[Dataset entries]

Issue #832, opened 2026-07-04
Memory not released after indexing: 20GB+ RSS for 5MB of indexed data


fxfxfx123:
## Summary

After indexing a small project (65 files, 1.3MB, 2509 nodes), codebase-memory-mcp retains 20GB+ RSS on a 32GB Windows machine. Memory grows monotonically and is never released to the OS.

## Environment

---

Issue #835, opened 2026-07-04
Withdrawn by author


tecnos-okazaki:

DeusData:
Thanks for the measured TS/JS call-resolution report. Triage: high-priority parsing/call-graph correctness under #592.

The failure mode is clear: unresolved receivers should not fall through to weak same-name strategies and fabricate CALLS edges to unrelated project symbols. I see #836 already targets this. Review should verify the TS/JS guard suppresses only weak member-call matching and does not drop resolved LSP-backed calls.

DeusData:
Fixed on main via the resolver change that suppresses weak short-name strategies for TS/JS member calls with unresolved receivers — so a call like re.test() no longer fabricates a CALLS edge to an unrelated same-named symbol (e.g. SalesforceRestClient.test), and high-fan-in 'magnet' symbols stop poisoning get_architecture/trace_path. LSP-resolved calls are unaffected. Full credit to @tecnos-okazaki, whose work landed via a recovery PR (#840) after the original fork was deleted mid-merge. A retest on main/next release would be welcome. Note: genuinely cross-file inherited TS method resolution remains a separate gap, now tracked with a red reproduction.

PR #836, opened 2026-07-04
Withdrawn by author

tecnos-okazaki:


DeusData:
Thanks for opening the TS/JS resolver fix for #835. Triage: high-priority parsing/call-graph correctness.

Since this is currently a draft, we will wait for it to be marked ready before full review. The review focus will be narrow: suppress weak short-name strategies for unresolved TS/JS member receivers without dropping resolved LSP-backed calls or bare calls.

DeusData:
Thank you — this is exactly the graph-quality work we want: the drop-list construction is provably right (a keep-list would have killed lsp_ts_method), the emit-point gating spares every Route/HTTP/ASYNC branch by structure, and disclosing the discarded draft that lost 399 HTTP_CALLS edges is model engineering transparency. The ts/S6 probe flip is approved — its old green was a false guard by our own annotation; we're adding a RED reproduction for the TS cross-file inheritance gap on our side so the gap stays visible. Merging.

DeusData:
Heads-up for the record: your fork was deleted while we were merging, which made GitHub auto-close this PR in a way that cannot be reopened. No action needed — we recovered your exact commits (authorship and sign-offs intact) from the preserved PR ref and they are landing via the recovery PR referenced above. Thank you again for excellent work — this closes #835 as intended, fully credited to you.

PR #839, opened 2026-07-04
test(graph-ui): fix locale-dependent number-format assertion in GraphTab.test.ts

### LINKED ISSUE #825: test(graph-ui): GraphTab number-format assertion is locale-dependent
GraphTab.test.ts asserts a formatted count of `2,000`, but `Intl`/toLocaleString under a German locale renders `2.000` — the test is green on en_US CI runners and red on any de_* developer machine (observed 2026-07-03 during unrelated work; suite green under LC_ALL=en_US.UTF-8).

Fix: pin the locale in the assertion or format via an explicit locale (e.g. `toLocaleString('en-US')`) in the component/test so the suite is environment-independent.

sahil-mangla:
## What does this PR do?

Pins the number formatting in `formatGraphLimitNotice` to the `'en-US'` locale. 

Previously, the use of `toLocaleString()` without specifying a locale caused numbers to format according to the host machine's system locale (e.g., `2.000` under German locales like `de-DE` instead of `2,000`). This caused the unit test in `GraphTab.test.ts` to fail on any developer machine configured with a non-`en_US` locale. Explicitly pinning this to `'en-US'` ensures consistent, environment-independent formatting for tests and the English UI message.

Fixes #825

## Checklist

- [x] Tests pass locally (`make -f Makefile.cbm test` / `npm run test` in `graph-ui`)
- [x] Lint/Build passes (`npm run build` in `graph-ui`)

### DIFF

#### Task directions
All lines in the records above that contain "released" are to be reported.

#### Exercise response
Memory not released after indexing: 20GB+ RSS for 5MB of indexed data
After indexing a small project (65 files, 1.3MB, 2509 nodes), codebase-memory-mcp retains 20GB+ RSS on a 32GB Windows machine. Memory grows monotonically and is never released to the OS.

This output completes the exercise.